# Work to be completed
Return every line of the data below word for word, including the punctuation.
Start of Provided data
PR #649, opened 2020-07-07
Exchange and Queue name length validation

### LINKED ISSUE #453: When binding name is too long the exception raised by the RabbitMQ client is meaningless
A customer came to me with the following error at endpoint startup:

```
RabbitMQ.Client.Exceptions.WireFormattingException: Short string too long; UTF-8 encoded length=260, max=255
   at RabbitMQ.Client.Impl.WireFormatting.WriteShortstr(NetworkBinaryWriter writer, String val)
   at RabbitMQ.Client.Framing.Impl.QueueBind.WriteArgumentsTo(MethodArgumentWriter writer)
   at RabbitMQ.Client.Impl.Command.TransmitAsSingleFrame(Int32 channelNumber, Connection connection)
```

Customer was using `DirectRoutingTopology` and one binding was too long, the thing is that all their events inherit from a base class, thus binding name was `namespace-base-class.namespace-derived-class`. They added a new event where the entire string was 5 chars longer than allowed. Being the above error useless it took us, the customer and myself, nearly to hours to figure out what was going on and to identify the source of the error.

Given that we are creating those bindings we should wrap the broker exception in a custom one adding some details such as the entity name that is causing the failure.

tmasternak:
fixes #453


bording:
I'm not sure this the approach we should take for trying to solve #453. 

The catching of exceptions around the declarations I believe are still needed because there are other scenarios where those can through.

I'm also not sure the length check you added will actually catch all scenarios for length problems. The underlying AMQP protocol allows for 255 bytes, not characters, so for UTF-8, that could result in fewer characters if they are multi-byte encoded.

For the direct routing topology, there is still a missing scenario where the binding key can be too long.

Based on this, I think we might just need to catch the exception and rethrow a friendlier exception.

tmasternak:
@bording the 6.x Rabbit Client [removed the check](https://github.com/rabbitmq/rabbitmq-dotnet-client/commit/e593e3642910847f94f9406338beb1629148e8d4#diff-f706a6b6696e2a6f77fe83ffc7a031c1L441) altogether. 

The current behavior is that when a name gets encoded to more than 255 bytes the call will timeout on the client-side. Looking at the broker logs it seems that this is the client library issue.

In summary, the client is no longer throwing an exception that we can "wrap". Secondly, in my opinion current behavior is even more confusing than previously. As a result, I'd rather do the check on our end.

bording:
>@bording the 6.x Rabbit Client removed the check (in WireFormatting.cs line 442) altogether.

>The current behavior is that when a name gets encoded to more than 255 bytes the call will timeout on the client-side. Looking >at the broker logs it seems that this is the client library issue.

This is definitely a bug that should be fixed in the client: https://github.com/rabbitmq/rabbitmq-dotnet-client/issues/907

At this point, I'd like to get this fixed there vs. trying to work around it in the transport.

Let's discuss what that means for this PR.

tmasternak:
@bording I agree that fixing that in the client is the best option. 

I think we should open a PR in the client.

tmasternak:
PR opened in the Rabbit Client https://github.com/rabbitmq/rabbitmq-dotnet-client/pull/908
End of Provided data
# Answer section
PR #649, opened 2020-07-07
Exchange and Queue name length validation

### LINKED ISSUE #453: When binding name is too long the exception raised by the RabbitMQ client is meaningless
A customer came to me with the following error at endpoint startup:

```
RabbitMQ.Client.Exceptions.WireFormattingException: Short string too long; UTF-8 encoded length=260, max=255
   at RabbitMQ.Client.Impl.WireFormatting.WriteShortstr(NetworkBinaryWriter writer, String val)
   at RabbitMQ.Client.Framing.Impl.QueueBind.WriteArgumentsTo(MethodArgumentWriter writer)
   at RabbitMQ.Client.Impl.Command.TransmitAsSingleFrame(Int32 channelNumber, Connection connection)
```

Customer was using `DirectRoutingTopology` and one binding was too long, the thing is that all their events inherit from a base class, thus binding name was `namespace-base-class.namespace-derived-class`. They added a new event where the entire string was 5 chars longer than allowed. Being the above error useless it took us, the customer and myself, nearly to hours to figure out what was going on and to identify the source of the error.

Given that we are creating those bindings we should wrap the broker exception in a custom one adding some details such as the entity name that is causing the failure.

tmasternak:
fixes #453


bording:
I'm not sure this the approach we should take for trying to solve #453. 

The catching of exceptions around the declarations I believe are still needed because there are other scenarios where those can through.

I'm also not sure the length check you added will actually catch all scenarios for length problems. The underlying AMQP protocol allows for 255 bytes, not characters, so for UTF-8, that could result in fewer characters if they are multi-byte encoded.

For the direct routing topology, there is still a missing scenario where the binding key can be too long.

Based on this, I think we might just need to catch the exception and rethrow a friendlier exception.

tmasternak:
@bording the 6.x Rabbit Client [removed the check](https://github.com/rabbitmq/rabbitmq-dotnet-client/commit/e593e3642910847f94f9406338beb1629148e8d4#diff-f706a6b6696e2a6f77fe83ffc7a031c1L441) altogether. 

The current behavior is that when a name gets encoded to more than 255 bytes the call will timeout on the client-side. Looking at the broker logs it seems that this is the client library issue.

In summary, the client is no longer throwing an exception that we can "wrap". Secondly, in my opinion current behavior is even more confusing than previously. As a result, I'd rather do the check on our end.

bording:
>@bording the 6.x Rabbit Client removed the check (in WireFormatting.cs line 442) altogether.

>The current behavior is that when a name gets encoded to more than 255 bytes the call will timeout on the client-side. Looking >at the broker logs it seems that this is the client library issue.

This is definitely a bug that should be fixed in the client: https://github.com/rabbitmq/rabbitmq-dotnet-client/issues/907

At this point, I'd like to get this fixed there vs. trying to work around it in the transport.

Let's discuss what that means for this PR.

tmasternak:
@bording I agree that fixing that in the client is the best option. 

I think we should open a PR in the client.

tmasternak:
PR opened in the Rabbit Client https://github.com/rabbitmq/rabbitmq-dotnet-client/pull/908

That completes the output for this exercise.